Exercise instructions
Find the string "preview" in the listing and report every line that has it.

# # # #

PR #3343, opened 2025-01-18
fix: change EnforceNetworkRulesForInternalStages ddl to parameter

yuukiyamanaka:
`ENFORCE_NETWORK_RULES_FOR_INTERNAL_STAGES` requires boolean parameter so I change the setting from ddl:keyword to ddl:parameter.

## Test Plan

* [ ] acceptance tests

* [ ] …

## References

https://github.com/Snowflake-Labs/terraform-provider-snowflake/issues/3344


sfc-gh-jmichalak (approved):

sfc-gh-jmichalak:
There is a missing entry about the fix from the migration guide, but we can add it on our side.

sfc-gh-jmichalak (changes requested):
Please set the target branch to `dev` we will update the contribution guide about this change.

Also, there is a missing entry about the fix from the migration guide, but we can add it on our side.

sfc-gh-jmichalak (approved):

yuukiyamanaka:
Thank you!

PR #3370, opened 2025-01-31
chore: Add preview and stable categories to resources and data sources in docs

sfc-gh-jmichalak:
- Group stable and preview resources and data sources in docs.
- Adjust a few descriptions regarding preview status.

## Test Plan

* [ ] acceptance tests

* [ ] …


docs/resources/grant_privileges_to_database_role.md
```diff
@@ -1,7 +1,6 @@
 ---
-# generated by https://github.com/hashicorp/terraform-plugin-docs
```
sfc-gh-asawicki, line 2: why this was removed?

docs/resources/grant_privileges_to_account_role.md
```diff
@@ -1,7 +1,6 @@
 ---
-# generated by https://github.com/hashicorp/terraform-plugin-docs
```
sfc-gh-asawicki, line 2: why this was removed?

docs/resources/execute.md
```diff
@@ -1,7 +1,6 @@
 ---
-# generated by https://github.com/hashicorp/terraform-plugin-docs
```
sfc-gh-asawicki, line 2: why was it removed?

sfc-gh-asawicki (changes requested):
Additional two general comments:
1. Let's add in the migration guide that we change the structure (add links there).
2. I am a bit worried about the existing relative links:
  - between stable and preview (and the other way around) - because adding hierarchy probably changes them (we can check it in other providers using subcategories)
  - between resource/data source and guide (and the other way around) - because again, they will be one level deeper

sfc-gh-jcieslak (approved):
Approved, but as Artur mentioned there may be issues with relative links.

docs/resources/grant_privileges_to_database_role.md
sfc-gh-jmichalak: This seems to be not needed, as other resources do not have such comments.

docs/resources/grant_privileges_to_account_role.md
sfc-gh-jmichalak: This seems to be not needed, as other resources do not have such comments.

docs/resources/execute.md
sfc-gh-jmichalak: This seems to be not needed, as other resources do not have such comments.

docs/resources/grant_ownership.md
```diff
@@ -1,7 +1,6 @@
 ---
-# generated by https://github.com/hashicorp/terraform-plugin-docs
```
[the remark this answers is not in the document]
sfc-gh-jmichalak: This seems to be not needed, as other resources do not have such comments.

sfc-gh-jmichalak:
I added a migration guide entry. I checked several providers, and the categories do not change link addresses.

Issue #3322, opened 2024-12-30
SNOW-1869750: [Feature]: don't crash the Provider if the authentication is set to key-pair, but `private_key` is not specified


ahsanshafiq:
### Terraform CLI Version

1.10.2

### Terraform Provider Version

0.94.1

### Terraform Configuration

# # # #

Written solution
chore: Add preview and stable categories to resources and data sources in docs
- Group stable and preview resources and data sources in docs.
- Adjust a few descriptions regarding preview status.
  - between stable and preview (and the other way around) - because adding hierarchy probably changes them (we can check it in other providers using subcategories)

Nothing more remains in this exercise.